Я сменил множество мест. Проживал на случайных съемных квартирах; у друзей; у подруг, но, как только с их стороны появлялись первые симптомы посягательства на мою свободу и независимость, я мигом бесследно испарялся. Жил у родственников по материнской линии в районе Трусово на другой стороне Волги, носящем имя революционера, чья фамилия почему-то очень ассоциировалась у меня с нижней деталью мужского исподнего белья; на улице имени руководителя восстания рабов в Древнем Риме; и, наконец, в районе со странным названием Криуши. Этимология этого слова мне неизвестна. Не знаю, у кого там были кривые уши, но дома в этом месте стояли в основном деревянные, покосившиеся, вросшие в солончаковую землю, с кирпичными цоколями, покрытыми и разъеденными рапой. Такое прекрасное захолустье, что даже кинорежиссер Леонид Гайдай, выбирая место для съемок очередного фильма из жизни занюханного уездного российского городка, остановил свой выбор именно на нем. Благодатная натура оказалась, ничего не скажешь!
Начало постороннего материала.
PR #479, opened 2019-08-27
Fix link to GungHo

kinow:
Hi,

I think the link to the paper is broken. MO has a page for GungHo similar to the one for LFRic, so I think this could be a replacement for the PDF article?

Cheers
Bruno

### DIFF
--- a/doc/user_guide/introduction.rst
+++ b/doc/user_guide/introduction.rst
@@ -10,7 +10,7 @@ started with the aim to support the emerging API in the GungHo project
 for a finite element dynamical core.
 
 The `GungHo project
-<https://www.metoffice.gov.uk/binaries/content/assets/mohippo/pdf/g/p/mosac_16.10.pdf>`_
+<https://www.metoffice.gov.uk/research/foundation/dynamics/next-generation>`_
 was initiated in 2011 to address challenges of weather and climate
 prediction on the next generation of supercomputers. The project ran for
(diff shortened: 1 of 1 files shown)


rupertford:
Thanks Bruno (@kinow), the pdf had more information on the GungHo project than the web page does,, so rather than just accepting your PR, I've asked the LFRic team if they know where the pdf has moved to and also whether they think it would be more robust to just reference the web page you suggest instead.

kinow:
Thanks @rupertford!

rupertford:
Thanks @kinow. I went with your proposed change. Note, I also added your name as a modifier in the relevant file. I was a bit naughty and did this change myself (rather than get you to do it) as it seemed a bit silly to get you to do it and we didn't have the information in the correct format (with copyright info) in any case!

kinow:
All good @rupertford , thanks for taking care of this. I couldn't find a `CONTRIBUTING.md`, but if there are any docs that contributors should read before writing issues/PR's, to give less work to reviewers, just let me know and I will read them before the next PR.

rupertford:
@kinow, that is a good point. I've made issue #484 to add a CONTRIBUTING.md file but in the meantime we have information on our wiki: https://github.com/stfc/PSyclone/wiki which has code review and interface markup guidelines. We also have a developers guide which would hopefully provide some useful information: https://psyclone-dev.readthedocs.io/en/latest/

Несмотря на обманчивое внешнее убожество, зайдя внутрь иной кособокой деревянной лачуги в два этажа по скрипящей лестнице с отвалившимися от времени перилами и проваливающимися ступенями, вы могли быть поражены открывшимся перед вашим взором роскошным внутренним убранством, полным набором советской мечты о материальном счастье: богатыми огромными коврами, которые не висели разве что только на потолках; замечательными чехословацкими люстрами; коллекционным фарфором и хрусталем, в тонких гранях которого проскальзывали искры-всполохи – родные сестры звезд Эльдорадо; многочисленными корешками, желательно, чтобы в тон обоев, дефицитных, и поэтому особо престижных книг, страницы которых никем и никогда, похоже, не перелистывались.